Items listed in a dataset:

↓↓↓

PR #6331, opened 2023-06-14
feat(generic-worker): add loopbackVideo support

### LINKED ISSUE #5994: Support loopback video in generic-worker

matt-boris:
Fixes #5994.

>Generic Worker: Adds `task.payload.feature.loopbackVideo` for loopback video device support on Linux.
>
>The `v4l2loopback` kernel module must be installed on the host system for this feature to work, although it does not _need_ to be loaded. Generic Worker loads the module with `modprobe` and generates the virtual video device with a `v4l2loopback` command. Under the multiuser engine, it also manages file ownership of the device with `chown` to ensure that only tasks with suitable scopes have read/write access to the virtual device.
>
>For tasks that enable the feature, the virtual video device location will be provided to the task commands via the environment variable `TASKCLUSTER_VIDEO_DEVICE`. The value of the environment variable depends on deployment configuration, and therefore tasks should not assume a fixed value. Its value will however take the form `/dev/video<DEVICE_NUMBER>` where `<DEVICE_NUMBER>` is an integer between 0 and 255. The Generic Worker config setting `loopbackVideoDeviceNumber` may be used to change the device number. Future releases of Generic Worker may provide the capability of having more than one virtual video device; currently only one virtual video device is supported.


changelog/issue-5994.md
```diff
@@ -0,0 +1,9 @@
+audience: users
+level: minor
+reference: issue 5994
+---
+Adds `task.payload.feature.loopbackVideo` for loopback video device support.
```
petemoore, line 5:
```suggestion
Generic Worker: Adds `task.payload.feature.loopbackVideo` for loopback video device support on Linux multiuser engine.
```

workers/generic-worker/loopback_video.go
```diff
@@ -0,0 +1,85 @@
+//go:build darwin || linux
+
+// TODO: are these right? ^^
+// I was having issues with them only being set to linux
```
petemoore, line 4: I think you can rename it to loopback_video_linux.go to just be for Linux.

workers/generic-worker/loopback_video.go
```diff
@@ -0,0 +1,85 @@
...
+		{"generic-worker:capability:device:loopbackVideo", fmt.Sprintf("generic-worker:capability:device:loopbackVideo:%s", lvt.task.Definition.TaskQueueID)},
+	}
+}
+
+func (lvt *LoopbackVideoTask) ReservedArtifacts() []string {
+	return []string{}
+}
+
+func (lvt *LoopbackVideoTask) Start() *CommandExecutionError {
+	err := host.Run("/bin/bash", "-c", "/usr/bin/sudo modprobe v4l2loopback video_nr=0")
```
petemoore, line 62: You don't need to invoke a shell here, as the arguments are static and e.g. there is no parsing of environment variables. `sudo` can also be avoided as generic-worker is already running as root in multiuser engine. So `host.Run("/usr/sbin/modprobe", "v4l2loopback", "video_nr=0")` would be more efficient.

workers/generic-worker/loopback_video.go
```diff
@@ -0,0 +1,85 @@
...
+	if err != nil {
+		return executionError(internalError, errored, fmt.Errorf("Could not load the v4l2loopback kernel module: %v", err))
+	}
+
+	err = host.Run("/bin/bash", "-c", "/usr/bin/sudo chmod 660 /dev/video0")
```
petemoore, line 67: Same here

workers/generic-worker/loopback_video.go
```diff
@@ -0,0 +1,85 @@
...
+	if err != nil {
+		return executionError(internalError, errored, fmt.Errorf("Could not chmod 660 the /dev/video0 device: %v", err))
+	}
+
+	err = makeFileOrDirReadWritableForUser(false, "/dev/video0", taskContext.User)
```
petemoore, line 72: Not sure if taskContext is initialised at this point. Hopefully! I just can't remember. My own fault - having taskContext as a global variable was a pretty ugly design decision of mine.

workers/generic-worker/loopback_video.go
```diff
@@ -0,0 +1,85 @@
...
+	if err != nil {
+		return executionError(internalError, errored, fmt.Errorf("Could make the /dev/video0 device readwritable for task user: %v", err))
+	}
+
+	return nil
+}
+
+func (lvt *LoopbackVideoTask) Stop(err *ExecutionErrors) {
+	removeModuleErr := host.Run("/bin/bash", "-c", "/usr/bin/sudo modprobe -r v4l2loopback")
```
petemoore, line 81: Can simplify here too.

workers/generic-worker/multiuser_posix.go
```diff
@@ -25,6 +25,7 @@ func (task *TaskRun) formatCommand(index int) string {
 func platformFeatures() []Feature {
 	return []Feature{
 		&InteractiveFeature{},
+		&LoopbackVideoFeature{},
```
petemoore, line 28: We probably need to split platform features up into linux and darwin, since now they diverge. Does interactive work on mac? If not, we should remove it. Could be fun to try it out - maybe it is close enough to linux that it might work?

Alternative: we could see what is involved in getting a virtual video device running on macOS. Maybe there is something similar to v4l2loopback for mac? If so, would be nice to support both platforms.

workers/generic-worker/schemas/multiuser_posix.yml
```diff
@@ -6,8 +6,8 @@ description: |-
   Taskcluster Task definition.
 type: object
 required:
-- command
-- maxRunTime
+  - command
+  - maxRunTime
```
petemoore, line 10: I suspect this doc was already formatted, but perhaps using a different indentation strategy (non-indented list items).

We can switch, but we should probably decide on a standard so that we don't switch back and forth. Perhaps we can do that in a different PR to reduce the noise here, and add a linting setting at the same time to keep the same formatting standard?

workers/generic-worker/schemas/multiuser_posix.yml
```diff
@@ -247,6 +247,15 @@ properties:
           is one.
 
           Since: generic-worker 49.2.0
+      loopbackVideo:
+        type: boolean
+        title: Loopback Video device
+        description: |-
+          Video loopback device created using v4l2loopback.
+          A video device will be available to the task user
+          at `/dev/video0`.
```
petemoore, line 256: This is ok for a first pass, but i think eventually we'll need to make it configurable on the worker. Eventually we will want to support capacity > 1 on generic-worker workers, and then they will need to use unique paths.

workers/generic-worker/loopback_video.go
matt-boris: Looks like it's set beforehand :) https://community-tc.services.mozilla.com/tasks/CmLsFsBDTzeCVgaDX4EasA/runs/0/logs/public/logs/live.log#L191

workers/generic-worker/schemas/multiuser_posix.yml
matt-boris: I can switch it to be a worker configuration that defaults to `/dev/video0` for now. We'll have to keep this in mind though as we move forward with the capacity > 1 on generic worker workers.

workers/generic-worker/multiuser_posix.go
matt-boris: I've decided to _not_ split it up and instead just return a malformed payload in the case where a user tries to run this on a a mac.

workers/generic-worker/loopback_video_posix.go
```diff
@@ -0,0 +1,90 @@
...
+	if err != nil {
+		return executionError(internalError, errored, fmt.Errorf("Could not chmod 660 the %s device: %v", devicePath, err))
+	}
+
+	err = makeFileOrDirReadWritableForUser(false, devicePath, taskContext.User)
+	if err != nil {
+		return executionError(internalError, errored, fmt.Errorf("Could make the %s device readwritable for task user: %v", devicePath, err))
+	}
+
+	err = os.Setenv("TASKCLUSTER_VIDEO_DEVICE", devicePath)
```
petemoore, line 75:
```suggestion
	err = lvt.task.setVariable("TASKCLUSTER_VIDEO_DEVICE", devicePath)
```

Your version would set the env var in the current worker process, but you need to set the env var in the task process(es) that are created later for each task command.

When you add a test, it would be great for the test to echo the env var, and then to check the log that it output it (so we can be sure this works).

workers/generic-worker/loopback_video_posix.go
```diff
@@ -0,0 +1,90 @@
...
+	if err != nil {
+		return executionError(internalError, errored, fmt.Errorf("Could not set TASKCLUSTER_VIDEO_DEVICE environment variable: %v", err))
+	}
+
+	lvt.task.Infof("Loopback video device is available at %s", devicePath)
```
petemoore, line 80: nice

workers/generic-worker/loopback_video_posix.go
```diff
@@ -0,0 +1,90 @@
...
+
+	return nil
+}
+
+func (lvt *LoopbackVideoTask) Stop(err *ExecutionErrors) {
+	removeModuleErr := host.Run("/usr/sbin/modprobe", "-r", "v4l2loopback")
```
petemoore, line 86: I think we only need to ensure that the kernel module is loaded in order for the tasks to run, but we don't need to ensure it is unloaded when we are not using it, since generic-worker doesn't know what other processes might need it (e.g. if there are several generic-worker processes running, other ones may need it for their tasks).

workers/generic-worker/loopback_video_posix.go
```diff
@@ -0,0 +1,90 @@
...
+	if removeModuleErr != nil {
+		err.add(executionError(internalError, errored, fmt.Errorf("Could not remove the v4l2loopback kernel module: %v", removeModuleErr)))
+	}
```
petemoore, line 89: I think you should chown it its original state here (`root:root`?) I can't remember what the default setting is - but we should check.

workers/generic-worker/schemas/multiuser_posix.yml
```diff
@@ -247,6 +247,21 @@ properties:
...
+          A video device will be available to the task user
+          at `/dev/video0` by default (device number can be
+          configured using the `loopbackVideoDeviceNumber`
+          field within the worker config) and an environment
+          variable `TASKCLUSTER_VIDEO_DEVICE` will be created
+          for the task user to use.
+          Ex. `loopbackVideoDeviceNumber: 1` will create
+          `/dev/video1` for the task user.
+
+          Since: generic-worker 53.1.0
```
petemoore, line 264: This needs to say that this is only for linux, and be explicit that any task submitted for macOS or freebsd with this feature enabled will resolve as `exception/malformed-payload`. In fact, we should have an explicit test for that for both freebsd and macOS, since that is easy to test.

workers/generic-worker/schemas/simple_posix.yml
```diff
@@ -225,6 +225,21 @@ properties:
...
+          A video device will be available to the task user
+          at `/dev/video0` by default (device number can be
+          configured using the `loopbackVideoDeviceNumber`
+          field within the worker config) and an environment
+          variable `TASKCLUSTER_VIDEO_DEVICE` will be created
+          for the task user to use.
+          Ex. `loopbackVideoDeviceNumber: 1` will create
+          `/dev/video1` for the task user.
+
+          Since: generic-worker 53.1.0
```
petemoore, line 242: Here too

workers/generic-worker/loopback_video_posix.go
```diff
@@ -0,0 +1,90 @@
...
+	}}
+}
+
+func (lvt *LoopbackVideoTask) ReservedArtifacts() []string {
+	return []string{}
+}
+
+func (lvt *LoopbackVideoTask) Start() *CommandExecutionError {
+	if runtime.GOOS == "darwin" {
+		return MalformedPayloadError(errors.New("Loopback video is not supported on darwin"))
```
petemoore, line 56: Thanks for adding this.

In general I think in taskcluster we refer to the platform as macOS, so I think "Loopback video is not supported on macOS" would be more consistent with our other messages (although I haven't double checked all of them). e.g. we provide setup instructions for macOS.

This feature also won't work with freebsd I guess (I think v4l2loopback is a linux only thing). If we added support, the implementation would be different for linux/freebsd/macOS so I think I would prefer it if you rename this file to loopback_video_linux.go and create a stub for the other platforms that just return a MalformedPayloadError and have nothing else. Then, if we later add support, it will go in its own file, and if we don't, it will be clear to anyone looking at the code that it is linux only (they won't have to _notice_ that there is an if statement on line 55 - because when they go to open the code, they will see immediately there is a linux version, a freebsd and a macOS version).

petemoore (commented):
Getting closer!

workers/generic-worker/loopback_video_posix.go
matt-boris: Perfect, thanks Pete!

workers/generic-worker/loopback_video_posix.go
matt-boris: It was `root:video`, would `root:root` be sufficient in our case though?

lotas (approved):
lgtm

matt-boris:
Example task with it enabled where you can see the `/dev/video0` device and also see the environment variable being written out as well https://community-tc.services.mozilla.com/tasks/W5mxcix3Q9Oas_dw6DddSA/runs/0/logs/public/logs/live.log

Example task with it disabled where the `/dev/video0` device is not available https://community-tc.services.mozilla.com/tasks/dnWv1ZrST3CO1CfYGNNFrw/runs/0/logs/public/logs/live.log

changelog/issue-5994.md
```diff
@@ -0,0 +1,9 @@
+audience: users
+level: minor
+reference: issue 5994
+---
+Generic Worker: Adds `task.payload.feature.loopbackVideo` for loopback video device support on Linux.
+
+The `v4l2loopback` kernel module is required on the host system for this feature to work, as generic worker will load this module and create the video device for the worker to use.
+
+The resulting video device will be located at `/dev/video0` by default (device number can be configured using the `loopbackVideoDeviceNumber` field within the worker config) and an environment variable `TASKCLUSTER_VIDEO_DEVICE` will be created for the task user to use. Ex. `loopbackVideoDeviceNumber: 1` will create `/dev/video1` for the task user.
```
petemoore, line 9:
```suggestion
The `v4l2loopback` kernel module must be installed on the host system for this feature to work, although it does not _need_ to be loaded. Generic Worker loads the module with `modprobe` and generates the virtual video device with a `v4l2loopback` command. Under the multiuser engine, it also manages file ownership of the device with `chown` to ensure that only tasks with suitable scopes have read/write access to the virtual device.

For tasks that enable the feature, the virtual video device location will be provided to the task commands via the environment variable `TASKCLUSTER_VIDEO_DEVICE`. The value of the environment variable depends on deployment configuration, and therefore tasks should not assume a fixed value. Its value will however take the form `/dev/task<DEVICE_NUMBER>` where `<DEVICE_NUMBER>` is an integer between 0 and 255. The Generic Worker config setting `loopbackVideoDeviceNumber ` may be used to change the device number. Future releases of Generic Worker may provide the capability of having more than one virtual video device; currently only one virtual video device is supported.
```

workers/generic-worker/loopback_video_darwin_test.go
```diff
@@ -0,0 +1,26 @@
...
+	payload := GenericWorkerPayload{
+		Command:    helloGoodbye(),
+		MaxRunTime: 30,
+		Features: FeatureFlags{
+			LoopbackVideo: true,
+		},
+	}
+	defaults.SetDefaults(&payload)
+	td := testTask(t)
+	td.Scopes = append(td.Scopes, "generic-worker:loopback-video")
```
petemoore, line 23: could add a comment that is malformed-payload because the feature isn't implemented on macOS?

workers/generic-worker/loopback_video_freebsd_test.go
```diff
@@ -0,0 +1,26 @@
...
+		MaxRunTime: 30,
+		Features: FeatureFlags{
+			LoopbackVideo: true,
+		},
+	}
+	defaults.SetDefaults(&payload)
+	td := testTask(t)
+	td.Scopes = append(td.Scopes, "generic-worker:loopback-video:freebsd/loopback-video")
+
+	_ = submitAndAssert(t, td, payload, "exception", "malformed-payload")
```
petemoore, line 25: here too an explanation that the feature isn't implemented on freebsd

workers/generic-worker/schemas/multiuser_posix.yml
```diff
@@ -247,6 +247,26 @@ properties:
...
+        description: |-
+          Video loopback device created using v4l2loopback.
+          A video device will be available to the task user
+          at `/dev/video0` by default (device number can be
+          configured using the `loopbackVideoDeviceNumber`
+          field within the worker config) and an environment
+          variable `TASKCLUSTER_VIDEO_DEVICE` will be created
+          for the task user to use.
+          Ex. `loopbackVideoDeviceNumber: 1` will create
+          `/dev/video1` for the task user.
```
petemoore, line 262:
```suggestion
          A video device will be available for the task. Its
          location will be passed to the task via environment
          variable `TASKCLUSTER_VIDEO_DEVICE`. The
          location will be `/dev/video<N>` where `<N>` is
          an integer between 0 and 255. The value of `<N>`
          is not static, and therefore either the environment
          variable should be used, or `/dev` should be
          scanned in order to determine the correct location.
          Tasks should not assume a constant value.
```

workers/generic-worker/loopback_video_linux.go
```diff
@@ -0,0 +1,46 @@
...
+
+package main
+
+import (
+	"fmt"
+
+	"github.com/taskcluster/taskcluster/v53/workers/generic-worker/host"
+)
+
+func setupVideoDevice(task *TaskRun) *CommandExecutionError {
```
petemoore, line 11: I feel like this should be:

```go
func (lvt *LoopbackVideoTask) setupVideoDevice() *CommandExecutionError {
```

workers/generic-worker/loopback_video_linux.go
```diff
@@ -0,0 +1,46 @@
...
+	err := host.Run("/usr/sbin/modprobe", "v4l2loopback", fmt.Sprintf("video_nr=%d", config.LoopbackVideoDeviceNumber))
+	if err != nil {
+		return executionError(internalError, errored, fmt.Errorf("Could not load the v4l2loopback kernel module: %v", err))
+	}
+
+	devicePath := fmt.Sprintf("/dev/video%d", config.LoopbackVideoDeviceNumber)
```
petemoore, line 17: I feel like devicePath should be a struct member of LoopbackVideoTask

workers/generic-worker/loopback_video_linux.go
```diff
@@ -0,0 +1,46 @@
...
+		return executionError(internalError, errored, fmt.Errorf("Could not set TASKCLUSTER_VIDEO_DEVICE environment variable: %v", err))
+	}
+
+	task.Infof("Loopback video device is available at %s", devicePath)
+
+	return nil
+}
+
+func resetVideoDevice() *CommandExecutionError {
+	devicePath := fmt.Sprintf("/dev/video%d", config.LoopbackVideoDeviceNumber)
```
petemoore, line 39: If this was a struct member of LoopbackVideoTask you would not have to calculate it here again...

petemoore (commented):
Thanks Boris!

workers/generic-worker/loopback_video_linux_test.go
```diff
@@ -0,0 +1,61 @@
...
+	_ = submitAndAssert(t, td, payload, "completed", "completed")
+
+	logText := LogText(t)
+	if !strings.Contains(logText, "/dev/video0") {
+		t.Fatalf("Expected log to contain /dev/video0, but it didn't\n%s", logText)
+	}
+	if !strings.Contains(logText, "crw-rw----") {
+		t.Fatalf("Expected log to contain crw-rw----, but it didn't\n%s", logText)
+	}
+}
```
petemoore, line 37: This looks like a copy of the test below, but with a fixed value for the location. I don't think this test tests anything that the test below doesn't already test? Maybe we can delete it.

workers/generic-worker/loopback_video_linux_test.go
```diff
@@ -0,0 +1,61 @@
...
+	defaults.SetDefaults(&payload)
+	td := testTask(t)
+	td.Scopes = append(td.Scopes, "generic-worker:loopback-video")
+
+	_ = submitAndAssert(t, td, payload, "completed", "completed")
+
+	logText := LogText(t)
+	if !strings.Contains(logText, "/dev/video0") {
+		t.Fatalf("Expected log to contain /dev/video0, but it didn't\n%s", logText)
+	}
```
petemoore, line 60: I think this should be a regexp, i.e. `/dev/video[0-9]+` (or however you do digits in go regexp)

workers/generic-worker/loopback_video_linux.go
matt-boris: Good idea, thanks.

workers/generic-worker/loopback_video_linux_test.go
matt-boris: This test should always be device 0, as it's hardcoded in the generic worker test config.

workers/generic-worker/loopback_video_linux_test.go
matt-boris: So what I was trying to do by separating between different test cases was differentiate between the `strings.Contains(logText, "/dev/video0")` calls between the `ls -l /dev/video0` and `echo $TASKCLUSTER_VIDEO_DEVICE`. If one of those commands logged out `/dev/video0`, then the test would pass, and I wouldn't have successfully singled out which part actually was passing, the video device existing, or the environment variable existing.

petemoore: Ah that makes sense. Thanks. I think you can do this if when you echo it you have text, like `echo "Device: ${TASKCLUSTER_VIDEO_DEVICE}"` and then check for text `Device: /dev/video0`. I think `ls -l` will fail if the device does not exist, so then it should not be completed/completed, and I think test will fail already.
The test setup might set the device number to zero, but that lives in another file etc, that could get out of sync. Would it be worth adding a comment here that we can hardcode 0 because it is hardcoded in the setup method? Or maybe read it directly from the config here, so if it is changed in the setup, it is changed here too? (something like `fmt.Sprintf("/dev/video%v", config.LoopbackVideoDevice)`). Just want to make sure we don't have the zero hardcoded in multiple places, and if one changes, the other breaks. But e.g. a comment to say it has to match test setup is also ok, I think I just prefer reading the variable so the information isn't duplicated.

workers/generic-worker/loopback_video_linux_test.go
petemoore: Same here, maybe we can read it from config value, so that it works even if test setup is changed to use a different device number. For example, I suspect we can't always assume /dev/video0 is free, if someone is running the tests on a linux development machine that has a webcam, maybe /dev/video0 is already assigned to their real webcam. So I feel like at some point, we should probably change the test setup to use the first available free device, but since none of us are using linux dev machines we probably haven't hit that issue yet. In general, we can't assume /dev/video0 is available.

petemoore (approved):
Thanks Boris!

↑↑↑

→ Work to be completed
Show all lines from the data that contain "approved".

→ Output of the task
lotas (approved):
petemoore (approved):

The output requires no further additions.